DATA LISTING: Begin

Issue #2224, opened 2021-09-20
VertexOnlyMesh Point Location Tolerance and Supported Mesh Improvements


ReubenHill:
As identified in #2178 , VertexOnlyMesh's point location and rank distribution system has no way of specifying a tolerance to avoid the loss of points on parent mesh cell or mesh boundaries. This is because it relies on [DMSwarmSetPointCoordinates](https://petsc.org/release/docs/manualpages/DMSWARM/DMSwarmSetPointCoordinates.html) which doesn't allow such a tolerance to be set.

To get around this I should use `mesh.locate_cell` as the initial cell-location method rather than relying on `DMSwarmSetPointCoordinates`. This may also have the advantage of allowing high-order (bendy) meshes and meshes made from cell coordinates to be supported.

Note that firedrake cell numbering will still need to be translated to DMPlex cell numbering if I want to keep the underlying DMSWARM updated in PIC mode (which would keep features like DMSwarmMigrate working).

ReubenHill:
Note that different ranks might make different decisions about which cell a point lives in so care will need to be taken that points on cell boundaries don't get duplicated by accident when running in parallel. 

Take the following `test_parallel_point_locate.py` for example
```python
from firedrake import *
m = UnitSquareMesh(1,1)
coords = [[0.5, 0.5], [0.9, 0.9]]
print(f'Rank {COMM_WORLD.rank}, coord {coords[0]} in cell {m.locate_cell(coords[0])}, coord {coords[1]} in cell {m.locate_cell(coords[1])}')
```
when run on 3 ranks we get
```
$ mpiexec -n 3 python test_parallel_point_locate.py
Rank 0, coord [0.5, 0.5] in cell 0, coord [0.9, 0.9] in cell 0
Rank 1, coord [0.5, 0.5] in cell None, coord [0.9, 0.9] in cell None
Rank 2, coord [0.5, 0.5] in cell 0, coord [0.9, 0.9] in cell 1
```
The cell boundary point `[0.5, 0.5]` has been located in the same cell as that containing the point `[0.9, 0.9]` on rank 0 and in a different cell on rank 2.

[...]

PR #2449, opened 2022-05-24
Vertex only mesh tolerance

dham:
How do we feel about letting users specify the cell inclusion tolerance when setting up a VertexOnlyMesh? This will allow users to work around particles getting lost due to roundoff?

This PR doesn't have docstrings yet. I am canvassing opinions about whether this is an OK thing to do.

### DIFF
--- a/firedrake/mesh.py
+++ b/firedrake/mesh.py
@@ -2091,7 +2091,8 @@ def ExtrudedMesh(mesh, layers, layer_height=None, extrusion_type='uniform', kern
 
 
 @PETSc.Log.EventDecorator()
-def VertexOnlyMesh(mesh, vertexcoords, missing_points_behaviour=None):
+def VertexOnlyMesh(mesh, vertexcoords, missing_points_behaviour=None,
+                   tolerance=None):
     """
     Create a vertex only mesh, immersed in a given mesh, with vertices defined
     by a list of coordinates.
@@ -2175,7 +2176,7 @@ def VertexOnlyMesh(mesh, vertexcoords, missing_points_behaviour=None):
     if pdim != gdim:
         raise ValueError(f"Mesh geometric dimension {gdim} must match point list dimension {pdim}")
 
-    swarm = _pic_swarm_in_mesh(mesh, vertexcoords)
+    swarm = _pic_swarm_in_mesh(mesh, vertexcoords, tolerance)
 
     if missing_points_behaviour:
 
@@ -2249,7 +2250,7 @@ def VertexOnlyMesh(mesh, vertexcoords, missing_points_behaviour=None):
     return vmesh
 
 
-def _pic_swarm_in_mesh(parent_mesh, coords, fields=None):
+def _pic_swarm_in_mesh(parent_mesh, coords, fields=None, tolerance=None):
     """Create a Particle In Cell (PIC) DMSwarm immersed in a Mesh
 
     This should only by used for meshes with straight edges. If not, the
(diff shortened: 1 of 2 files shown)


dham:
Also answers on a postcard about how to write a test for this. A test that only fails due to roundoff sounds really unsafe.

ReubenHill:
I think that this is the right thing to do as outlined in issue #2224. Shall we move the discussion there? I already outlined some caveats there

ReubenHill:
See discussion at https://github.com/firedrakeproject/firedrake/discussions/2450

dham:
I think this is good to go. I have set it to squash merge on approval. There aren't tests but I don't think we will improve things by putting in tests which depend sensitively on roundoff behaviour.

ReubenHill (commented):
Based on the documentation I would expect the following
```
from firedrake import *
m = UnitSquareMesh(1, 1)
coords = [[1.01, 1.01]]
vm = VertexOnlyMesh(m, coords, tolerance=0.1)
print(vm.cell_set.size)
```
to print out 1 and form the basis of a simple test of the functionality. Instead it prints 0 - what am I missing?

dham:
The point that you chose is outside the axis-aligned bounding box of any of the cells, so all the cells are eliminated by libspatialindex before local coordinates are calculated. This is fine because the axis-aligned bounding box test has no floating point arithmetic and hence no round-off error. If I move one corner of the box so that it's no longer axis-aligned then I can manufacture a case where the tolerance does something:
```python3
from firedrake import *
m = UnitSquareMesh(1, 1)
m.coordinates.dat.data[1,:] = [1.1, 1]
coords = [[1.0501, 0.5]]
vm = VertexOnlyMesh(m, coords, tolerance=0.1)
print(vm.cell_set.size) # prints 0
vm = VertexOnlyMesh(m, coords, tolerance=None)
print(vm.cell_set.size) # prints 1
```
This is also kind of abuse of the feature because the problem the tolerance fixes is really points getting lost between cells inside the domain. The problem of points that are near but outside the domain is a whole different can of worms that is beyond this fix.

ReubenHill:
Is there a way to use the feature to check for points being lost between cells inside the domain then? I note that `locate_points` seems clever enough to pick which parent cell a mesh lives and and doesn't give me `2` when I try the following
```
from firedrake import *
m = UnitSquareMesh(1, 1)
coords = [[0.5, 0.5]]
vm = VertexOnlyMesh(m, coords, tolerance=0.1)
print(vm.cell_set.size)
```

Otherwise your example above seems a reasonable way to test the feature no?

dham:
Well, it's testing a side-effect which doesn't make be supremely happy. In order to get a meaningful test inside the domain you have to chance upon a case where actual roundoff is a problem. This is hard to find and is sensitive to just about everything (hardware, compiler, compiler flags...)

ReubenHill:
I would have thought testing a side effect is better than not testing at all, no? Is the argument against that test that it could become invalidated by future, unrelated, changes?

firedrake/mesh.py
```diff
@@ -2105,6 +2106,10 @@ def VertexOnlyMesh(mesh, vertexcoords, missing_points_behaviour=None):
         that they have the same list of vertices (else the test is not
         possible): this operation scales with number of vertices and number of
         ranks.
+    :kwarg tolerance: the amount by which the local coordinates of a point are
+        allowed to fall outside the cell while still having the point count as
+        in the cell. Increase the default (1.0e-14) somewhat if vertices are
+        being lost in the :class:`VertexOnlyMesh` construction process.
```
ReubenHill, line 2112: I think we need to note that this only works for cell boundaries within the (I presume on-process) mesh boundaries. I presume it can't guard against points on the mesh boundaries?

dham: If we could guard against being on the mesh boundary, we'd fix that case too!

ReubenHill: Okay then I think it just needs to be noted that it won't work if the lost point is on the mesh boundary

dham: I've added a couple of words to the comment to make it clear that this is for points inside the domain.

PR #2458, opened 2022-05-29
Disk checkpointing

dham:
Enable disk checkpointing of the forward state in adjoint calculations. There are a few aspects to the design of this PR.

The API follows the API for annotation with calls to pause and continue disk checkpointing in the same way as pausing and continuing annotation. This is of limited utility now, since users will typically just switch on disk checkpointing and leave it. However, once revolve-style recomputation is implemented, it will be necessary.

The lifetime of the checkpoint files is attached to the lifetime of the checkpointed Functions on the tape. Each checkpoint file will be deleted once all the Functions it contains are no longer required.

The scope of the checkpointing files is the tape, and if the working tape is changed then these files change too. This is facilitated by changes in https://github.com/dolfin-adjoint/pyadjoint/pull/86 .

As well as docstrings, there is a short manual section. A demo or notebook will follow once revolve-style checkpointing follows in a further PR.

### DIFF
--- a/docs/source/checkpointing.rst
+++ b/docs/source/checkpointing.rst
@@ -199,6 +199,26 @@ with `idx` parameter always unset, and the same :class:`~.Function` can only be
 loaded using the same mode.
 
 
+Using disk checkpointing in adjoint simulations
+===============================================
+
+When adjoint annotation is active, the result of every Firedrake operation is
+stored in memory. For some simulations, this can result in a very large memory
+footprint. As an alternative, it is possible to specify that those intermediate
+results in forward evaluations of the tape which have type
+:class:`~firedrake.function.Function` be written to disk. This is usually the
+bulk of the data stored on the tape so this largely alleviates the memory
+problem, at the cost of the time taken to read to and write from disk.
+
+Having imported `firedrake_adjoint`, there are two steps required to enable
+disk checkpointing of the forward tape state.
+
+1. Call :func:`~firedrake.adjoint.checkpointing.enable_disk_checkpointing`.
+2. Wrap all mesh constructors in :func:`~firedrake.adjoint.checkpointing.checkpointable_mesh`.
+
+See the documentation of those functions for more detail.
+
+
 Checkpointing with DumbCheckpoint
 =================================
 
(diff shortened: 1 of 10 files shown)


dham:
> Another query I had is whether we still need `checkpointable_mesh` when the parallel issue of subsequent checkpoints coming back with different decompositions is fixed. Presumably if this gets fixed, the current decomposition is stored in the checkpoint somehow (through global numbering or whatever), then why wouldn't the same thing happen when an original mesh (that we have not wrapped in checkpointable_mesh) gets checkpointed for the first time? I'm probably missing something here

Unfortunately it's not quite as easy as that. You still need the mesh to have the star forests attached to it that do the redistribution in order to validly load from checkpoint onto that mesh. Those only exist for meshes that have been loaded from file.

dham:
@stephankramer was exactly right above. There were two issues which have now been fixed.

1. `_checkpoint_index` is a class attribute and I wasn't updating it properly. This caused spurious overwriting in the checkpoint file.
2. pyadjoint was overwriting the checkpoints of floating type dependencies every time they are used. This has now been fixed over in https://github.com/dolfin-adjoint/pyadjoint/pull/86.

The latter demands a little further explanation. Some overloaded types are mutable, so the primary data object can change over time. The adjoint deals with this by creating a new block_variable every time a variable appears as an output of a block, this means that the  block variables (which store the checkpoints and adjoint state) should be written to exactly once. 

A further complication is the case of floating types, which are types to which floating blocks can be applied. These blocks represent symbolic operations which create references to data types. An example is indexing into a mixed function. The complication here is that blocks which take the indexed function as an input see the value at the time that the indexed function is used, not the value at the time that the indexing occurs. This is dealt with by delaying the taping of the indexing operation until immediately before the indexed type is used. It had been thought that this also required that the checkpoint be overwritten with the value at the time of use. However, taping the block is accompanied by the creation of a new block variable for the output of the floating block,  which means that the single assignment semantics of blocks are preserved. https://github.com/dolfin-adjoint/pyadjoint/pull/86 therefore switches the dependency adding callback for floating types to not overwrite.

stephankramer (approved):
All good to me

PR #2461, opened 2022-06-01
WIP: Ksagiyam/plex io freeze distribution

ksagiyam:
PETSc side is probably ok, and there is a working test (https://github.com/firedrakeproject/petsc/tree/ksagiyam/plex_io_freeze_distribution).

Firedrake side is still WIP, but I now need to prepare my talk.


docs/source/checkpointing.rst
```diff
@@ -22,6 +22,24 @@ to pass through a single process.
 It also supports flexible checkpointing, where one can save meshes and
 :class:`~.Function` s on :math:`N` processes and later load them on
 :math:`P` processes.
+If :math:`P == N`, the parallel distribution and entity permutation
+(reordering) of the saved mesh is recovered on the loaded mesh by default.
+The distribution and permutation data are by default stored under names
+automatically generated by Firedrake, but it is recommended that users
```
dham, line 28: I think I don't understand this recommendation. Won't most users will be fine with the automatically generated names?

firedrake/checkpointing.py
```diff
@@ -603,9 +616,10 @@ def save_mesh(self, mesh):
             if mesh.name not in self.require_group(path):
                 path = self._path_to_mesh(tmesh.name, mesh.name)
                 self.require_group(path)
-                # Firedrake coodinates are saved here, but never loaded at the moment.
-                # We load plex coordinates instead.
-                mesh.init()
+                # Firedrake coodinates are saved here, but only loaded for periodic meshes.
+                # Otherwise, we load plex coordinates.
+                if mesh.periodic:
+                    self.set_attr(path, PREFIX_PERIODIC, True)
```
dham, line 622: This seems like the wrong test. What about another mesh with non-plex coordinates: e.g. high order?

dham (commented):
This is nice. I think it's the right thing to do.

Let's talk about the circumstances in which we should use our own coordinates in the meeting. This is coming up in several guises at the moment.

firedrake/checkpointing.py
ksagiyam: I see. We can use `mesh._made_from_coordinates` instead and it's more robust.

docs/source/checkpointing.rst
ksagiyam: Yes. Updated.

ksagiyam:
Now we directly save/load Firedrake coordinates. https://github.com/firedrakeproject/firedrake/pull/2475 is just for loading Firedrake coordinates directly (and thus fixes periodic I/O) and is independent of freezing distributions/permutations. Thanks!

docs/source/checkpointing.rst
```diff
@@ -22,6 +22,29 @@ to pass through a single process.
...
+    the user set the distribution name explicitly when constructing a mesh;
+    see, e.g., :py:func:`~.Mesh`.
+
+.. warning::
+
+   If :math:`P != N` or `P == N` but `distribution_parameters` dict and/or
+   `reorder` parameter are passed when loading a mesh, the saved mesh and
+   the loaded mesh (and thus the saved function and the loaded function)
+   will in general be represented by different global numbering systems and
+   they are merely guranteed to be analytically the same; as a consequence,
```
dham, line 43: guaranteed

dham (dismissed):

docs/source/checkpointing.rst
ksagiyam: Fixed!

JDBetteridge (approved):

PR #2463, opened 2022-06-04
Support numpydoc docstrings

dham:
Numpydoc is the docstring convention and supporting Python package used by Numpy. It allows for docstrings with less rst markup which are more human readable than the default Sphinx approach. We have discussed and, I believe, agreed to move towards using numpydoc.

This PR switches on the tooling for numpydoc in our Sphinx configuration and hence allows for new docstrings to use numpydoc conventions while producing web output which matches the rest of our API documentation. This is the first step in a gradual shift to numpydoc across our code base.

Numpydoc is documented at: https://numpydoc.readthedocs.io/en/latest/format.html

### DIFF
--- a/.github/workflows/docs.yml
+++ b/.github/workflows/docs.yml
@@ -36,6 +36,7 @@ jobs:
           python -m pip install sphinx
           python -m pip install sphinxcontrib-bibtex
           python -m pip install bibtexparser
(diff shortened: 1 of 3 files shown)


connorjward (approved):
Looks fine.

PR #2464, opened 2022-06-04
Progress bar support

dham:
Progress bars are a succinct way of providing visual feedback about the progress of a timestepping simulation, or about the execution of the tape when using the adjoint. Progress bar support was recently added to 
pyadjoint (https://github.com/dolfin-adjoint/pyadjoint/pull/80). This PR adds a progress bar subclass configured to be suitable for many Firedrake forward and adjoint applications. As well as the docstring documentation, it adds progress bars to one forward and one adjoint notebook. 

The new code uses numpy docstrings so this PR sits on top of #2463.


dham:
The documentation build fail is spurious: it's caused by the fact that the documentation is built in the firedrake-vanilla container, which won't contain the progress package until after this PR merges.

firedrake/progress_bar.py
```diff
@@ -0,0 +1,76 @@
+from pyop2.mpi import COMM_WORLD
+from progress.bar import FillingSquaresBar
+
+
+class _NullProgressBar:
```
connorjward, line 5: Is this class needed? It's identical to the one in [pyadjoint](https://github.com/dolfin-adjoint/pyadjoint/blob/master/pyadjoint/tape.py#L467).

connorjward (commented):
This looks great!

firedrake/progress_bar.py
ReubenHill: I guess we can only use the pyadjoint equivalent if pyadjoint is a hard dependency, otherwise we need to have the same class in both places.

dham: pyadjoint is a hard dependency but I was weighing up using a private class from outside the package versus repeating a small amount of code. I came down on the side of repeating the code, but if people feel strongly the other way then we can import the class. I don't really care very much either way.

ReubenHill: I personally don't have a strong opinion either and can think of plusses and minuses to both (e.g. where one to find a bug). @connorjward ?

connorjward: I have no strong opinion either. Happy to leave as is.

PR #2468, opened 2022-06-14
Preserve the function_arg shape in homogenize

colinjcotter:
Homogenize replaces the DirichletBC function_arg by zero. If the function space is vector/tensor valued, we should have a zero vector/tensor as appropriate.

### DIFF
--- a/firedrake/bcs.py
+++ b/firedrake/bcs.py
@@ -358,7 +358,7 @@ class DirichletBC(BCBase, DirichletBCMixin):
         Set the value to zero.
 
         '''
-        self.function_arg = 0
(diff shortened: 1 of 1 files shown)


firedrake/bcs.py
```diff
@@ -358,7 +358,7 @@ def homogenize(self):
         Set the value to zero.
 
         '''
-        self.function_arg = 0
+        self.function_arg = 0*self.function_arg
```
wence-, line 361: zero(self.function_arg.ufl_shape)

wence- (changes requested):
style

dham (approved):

DATA LISTING: End

■ ACTIVITY
Only lines containing "generated" belong in the answer; copy every such line from the records.

■ RESULT OF THIS EXERCISE
+automatically generated by Firedrake, but it is recommended that users
dham, line 28: I think I don't understand this recommendation. Won't most users will be fine with the automatically generated names?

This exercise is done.